Numerical Studies of Wave Turbulence in Finite Domains

Abstract

Nonlinear wave systems are ubiquitous in nature, and when many incoherent dispersive waves interact, there is the potential for wave turbulence (WT). Just as in flow turbulence, systems in WT exhibit inter-scale energy cascades, power-law inertial-range spectra, and even intermittency. Unlike in flow turbulence, however, a natural analytical closure for field statistics has been developed. By closing the hierarchy of moment equations that determine field statistics, spectral evolution can be expressed as a Boltzmann-like Wave Kinetic Equation (WKE). The WKE and its supporting closure make formal predictions for the steady power-law inertial-range spectra (known as the Kolmogorov-Zakharov (KZ) spectra), the energy cascade strength and direction, and much more. In addition to being of great theoretical interest, the WKE has been widely employed as a reduced-order model for spectral evolution in practical applications such as global ocean wave forecasting models.

The WT closure and the WKE are derived in the large-domain and infinitesimal wave amplitude limit (together, the kinetic limit), and they describe the average effect of the wave-wave interactions that drive spectral evolution. When a wave system is realized on a finite domain with finite wave amplitude, this assumption of the kinetic limit does not hold. As a result, WKE predictions such as the KZ spectrum become questionable. Numerical and physical experiments in bounded domains often describe steeper spectra and weaker energy cascades than theory predicts. In extreme cases, coherent structures can form that even lead to the breakdown of the kinetic wave description. While recent theory for predicting finite-size effects is in fairly good agreement with observations, it is a largely qualitative model built on kinematic relationships, considering finite-size effects by comparing Fourier domain discreteness to nonlinear broadening of the dispersion relation. For a given domain size, this theory predicts that finite-size effects will dominate when nonlinear broadening becomes much smaller than characteristic Fourier-space frequency spacing.

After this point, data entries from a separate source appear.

PR #135, opened 2016-10-07
Add a flag to support adding a suffix to the upload directory on GCS

ixdy:
First step of fixing https://github.com/kubernetes/test-infra/issues/670.

With this PR, we can then update the cross-build to call `push-build.sh --ci --dir-suffix=-cross`.

(I don't particularly care for the flag name `--dir-suffix` and will take suggestions for a better one.)

cc @luxas

### DIFF
--- a/push-build.sh
+++ b/push-build.sh
@@ -45,6 +45,8 @@ PROG=${0##*/}
 #+     [--ci]                    - Used when called from Jekins (for ci runs)
 #+     [--bucket=]               - Specify an alternate bucket for pushes
 #+     [--bucket-mirror=]        - Specify a mirror bucket for pushes
+#+     [--gcs-suffix=]           - Specify a suffix to append to the upload
+#+                                 destination on GCS.
 #+     [--noupdatelatest]        - Do not update the latest file
 #+     [--help | -man]           - display man page for this script
 #+     [--usage | -?]            - display in-line usage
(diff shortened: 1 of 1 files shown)


push-build.sh
```diff
@@ -45,6 +45,8 @@ PROG=${0##*/}
 #+     [--ci]                    - Used when called from Jekins (for ci runs)
 #+     [--bucket=]               - Specify an alternate bucket for pushes
 #+     [--bucket-mirror=]        - Specify a mirror bucket for pushes
+#+     [--dir-suffix=]           - Specify a suffix to add to the upload
```
david-mcmahon: How about --bucket-suffix?

push-build.sh
```diff
@@ -104,6 +106,7 @@ fi
 
 GCS_DEST="devel"
 ((FLAGS_ci)) && GCS_DEST="ci"
+GCS_DEST="$GCS_DEST$FLAGS_dir_suffix"
```
david-mcmahon: GCS_DEST+="$FLAGS_bucket_suffix"

push-build.sh
ixdy: `--bucket-suffix` makes me think it'll be added to `--bucket`, i.e. `--ci --bucket-suffix=-cross` would upload to `gs://kubernetes-release-dev-cross/ci`.

What I want is `gs://kuberenetes-release-dev/ci-cross`.

david-mcmahon: True.  How about gcs_suffix?  I just feel like dir is too ambiguous.

push-build.sh
ixdy: I knew this looked wrong. Fixed.

push-build.sh
ixdy: I like that one better. Updated.

david-mcmahon:
@ixdy LGTM.  Submit when you like.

In this dissertation, we work towards a more quantitative, dynamics-based understanding of finite-size effects through numerical studies of the Majda-McLaughlin-Tabak (MMT) model. First, we explore a limitation of the aforementioned kinematic model: we show that weakly nonlinear wave dynamics in a finite-domain are shaped by the structure of the Discrete Resonant Manifold of wave-wave interactions, which in some cases can support WKE-like dynamics even when nonlinear broadening goes to zero. Next, we explore the properties of the energy cascade in a bounded domain as nonlinear broadening goes to zero. In addition to showing the importance of quasi-resonant interactions to kinetic behavior, we develop an interaction-based energy flux decomposition that allows for a direct, dynamical measurement of nonlinear broadening and a novel and effective study of the WT closure. This tool is then used to study WT in the kinetic limit for a one-dimensional model, where we show numerically that, as the domain is made larger and nonlinearity is made weaker, the error of the WT closure is reduced for a statistically steady WT field. A final study explores a novel, almost-periodic coherent structure in the two-dimensional MMT model that emerges when nonlinearity is weak, where we draw a possible connection to Kolmogorov-Arnold-Moser Theory. We conclude with discussion.